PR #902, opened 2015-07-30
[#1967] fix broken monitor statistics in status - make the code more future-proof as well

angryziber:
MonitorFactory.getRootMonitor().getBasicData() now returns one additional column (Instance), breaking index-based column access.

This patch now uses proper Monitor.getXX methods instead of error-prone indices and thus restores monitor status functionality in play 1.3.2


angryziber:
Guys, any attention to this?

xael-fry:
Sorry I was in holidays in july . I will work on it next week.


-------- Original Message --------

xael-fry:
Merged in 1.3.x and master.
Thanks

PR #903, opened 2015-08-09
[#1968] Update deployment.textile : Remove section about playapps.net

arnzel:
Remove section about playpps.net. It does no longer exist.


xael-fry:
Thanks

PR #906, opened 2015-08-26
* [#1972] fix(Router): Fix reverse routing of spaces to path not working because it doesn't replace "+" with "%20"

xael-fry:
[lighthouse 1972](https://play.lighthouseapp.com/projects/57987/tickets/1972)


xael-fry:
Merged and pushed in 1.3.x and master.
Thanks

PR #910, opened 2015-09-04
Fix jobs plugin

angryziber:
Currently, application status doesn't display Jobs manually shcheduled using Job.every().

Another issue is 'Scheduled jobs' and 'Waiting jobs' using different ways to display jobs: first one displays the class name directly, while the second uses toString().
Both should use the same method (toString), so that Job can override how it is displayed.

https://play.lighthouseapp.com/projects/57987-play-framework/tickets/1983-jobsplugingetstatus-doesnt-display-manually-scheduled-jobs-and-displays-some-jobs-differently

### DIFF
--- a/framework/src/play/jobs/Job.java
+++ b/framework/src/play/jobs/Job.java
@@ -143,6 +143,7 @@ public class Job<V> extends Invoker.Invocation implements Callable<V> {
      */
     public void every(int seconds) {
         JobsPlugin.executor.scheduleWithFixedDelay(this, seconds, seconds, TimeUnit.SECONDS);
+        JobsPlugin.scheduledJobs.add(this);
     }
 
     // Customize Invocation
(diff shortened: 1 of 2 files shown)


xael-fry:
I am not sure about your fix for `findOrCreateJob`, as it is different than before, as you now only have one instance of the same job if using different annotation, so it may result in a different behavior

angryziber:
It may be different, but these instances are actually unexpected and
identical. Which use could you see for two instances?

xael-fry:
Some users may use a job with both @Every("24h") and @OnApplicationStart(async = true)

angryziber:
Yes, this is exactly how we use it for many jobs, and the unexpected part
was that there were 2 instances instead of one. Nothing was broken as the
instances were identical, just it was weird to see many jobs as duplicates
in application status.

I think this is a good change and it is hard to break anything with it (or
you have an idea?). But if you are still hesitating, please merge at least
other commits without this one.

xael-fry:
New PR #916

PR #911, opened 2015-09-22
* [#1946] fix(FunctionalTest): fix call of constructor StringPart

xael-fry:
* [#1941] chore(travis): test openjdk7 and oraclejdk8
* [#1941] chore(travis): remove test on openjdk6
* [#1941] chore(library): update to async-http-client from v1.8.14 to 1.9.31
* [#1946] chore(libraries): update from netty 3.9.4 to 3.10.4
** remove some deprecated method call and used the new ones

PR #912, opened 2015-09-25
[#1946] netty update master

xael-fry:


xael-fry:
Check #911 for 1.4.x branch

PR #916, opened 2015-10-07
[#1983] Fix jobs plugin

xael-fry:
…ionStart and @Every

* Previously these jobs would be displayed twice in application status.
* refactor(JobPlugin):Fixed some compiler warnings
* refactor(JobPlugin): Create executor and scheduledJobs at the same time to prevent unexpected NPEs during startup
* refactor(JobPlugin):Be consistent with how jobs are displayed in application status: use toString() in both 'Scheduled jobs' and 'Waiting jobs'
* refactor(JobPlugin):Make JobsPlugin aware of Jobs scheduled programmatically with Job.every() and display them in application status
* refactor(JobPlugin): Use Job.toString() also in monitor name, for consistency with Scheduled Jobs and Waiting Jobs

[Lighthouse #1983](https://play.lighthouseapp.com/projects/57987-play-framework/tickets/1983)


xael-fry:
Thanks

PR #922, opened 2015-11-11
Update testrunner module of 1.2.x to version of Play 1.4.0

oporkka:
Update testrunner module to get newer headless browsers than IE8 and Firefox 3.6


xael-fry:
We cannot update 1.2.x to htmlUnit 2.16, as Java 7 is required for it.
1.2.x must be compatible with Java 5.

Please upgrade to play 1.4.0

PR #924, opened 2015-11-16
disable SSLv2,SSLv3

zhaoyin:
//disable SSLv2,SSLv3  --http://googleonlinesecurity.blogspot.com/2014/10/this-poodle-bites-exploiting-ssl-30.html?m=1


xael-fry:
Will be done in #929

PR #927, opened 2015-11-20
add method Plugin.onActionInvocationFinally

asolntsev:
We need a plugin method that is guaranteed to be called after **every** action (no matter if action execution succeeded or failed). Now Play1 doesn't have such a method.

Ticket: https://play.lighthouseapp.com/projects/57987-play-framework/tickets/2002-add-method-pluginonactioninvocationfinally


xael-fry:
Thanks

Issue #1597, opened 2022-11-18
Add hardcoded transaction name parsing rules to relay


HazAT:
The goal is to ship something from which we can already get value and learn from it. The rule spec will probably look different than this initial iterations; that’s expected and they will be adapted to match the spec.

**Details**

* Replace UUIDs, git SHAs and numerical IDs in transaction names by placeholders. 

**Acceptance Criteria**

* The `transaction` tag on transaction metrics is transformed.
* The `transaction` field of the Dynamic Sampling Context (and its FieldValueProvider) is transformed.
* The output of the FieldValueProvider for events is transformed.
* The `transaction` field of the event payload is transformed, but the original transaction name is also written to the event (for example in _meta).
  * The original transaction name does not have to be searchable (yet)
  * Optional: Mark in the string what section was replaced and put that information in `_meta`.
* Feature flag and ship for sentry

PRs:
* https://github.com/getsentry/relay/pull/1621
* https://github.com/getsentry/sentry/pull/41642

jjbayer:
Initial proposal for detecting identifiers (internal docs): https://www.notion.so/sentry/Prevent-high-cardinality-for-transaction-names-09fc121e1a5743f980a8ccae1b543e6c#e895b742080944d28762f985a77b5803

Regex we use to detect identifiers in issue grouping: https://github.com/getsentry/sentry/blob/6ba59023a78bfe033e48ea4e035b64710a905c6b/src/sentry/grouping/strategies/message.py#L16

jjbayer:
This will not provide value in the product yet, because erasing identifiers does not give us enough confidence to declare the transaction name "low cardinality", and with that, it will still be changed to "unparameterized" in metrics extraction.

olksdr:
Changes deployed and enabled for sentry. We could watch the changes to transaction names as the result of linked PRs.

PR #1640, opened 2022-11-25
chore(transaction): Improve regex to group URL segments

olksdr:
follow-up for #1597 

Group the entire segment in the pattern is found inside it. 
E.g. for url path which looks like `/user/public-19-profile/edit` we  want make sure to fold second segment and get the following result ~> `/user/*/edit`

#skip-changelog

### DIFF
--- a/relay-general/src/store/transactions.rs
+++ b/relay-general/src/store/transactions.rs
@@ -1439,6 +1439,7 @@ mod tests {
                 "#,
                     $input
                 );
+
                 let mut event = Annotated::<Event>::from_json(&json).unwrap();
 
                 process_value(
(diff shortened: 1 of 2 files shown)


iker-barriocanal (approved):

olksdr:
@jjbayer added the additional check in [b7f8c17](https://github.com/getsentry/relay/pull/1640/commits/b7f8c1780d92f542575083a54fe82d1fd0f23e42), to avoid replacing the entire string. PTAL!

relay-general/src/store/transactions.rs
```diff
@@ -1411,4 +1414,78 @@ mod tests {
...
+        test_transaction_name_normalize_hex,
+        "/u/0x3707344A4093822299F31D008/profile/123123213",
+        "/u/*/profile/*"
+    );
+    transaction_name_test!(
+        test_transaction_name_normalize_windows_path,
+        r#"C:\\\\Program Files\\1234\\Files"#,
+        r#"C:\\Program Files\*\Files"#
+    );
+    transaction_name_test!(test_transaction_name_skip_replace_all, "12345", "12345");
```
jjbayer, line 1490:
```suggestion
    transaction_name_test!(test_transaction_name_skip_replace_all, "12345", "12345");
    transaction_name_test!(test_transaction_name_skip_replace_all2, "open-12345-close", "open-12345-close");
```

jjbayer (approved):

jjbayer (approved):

_What you have to do_:
Please find the lines in the data that contain the word "identical" and copy them.

_Result_:
identical. Which use could you see for two instances?
instances were identical, just it was weird to see many jobs as duplicates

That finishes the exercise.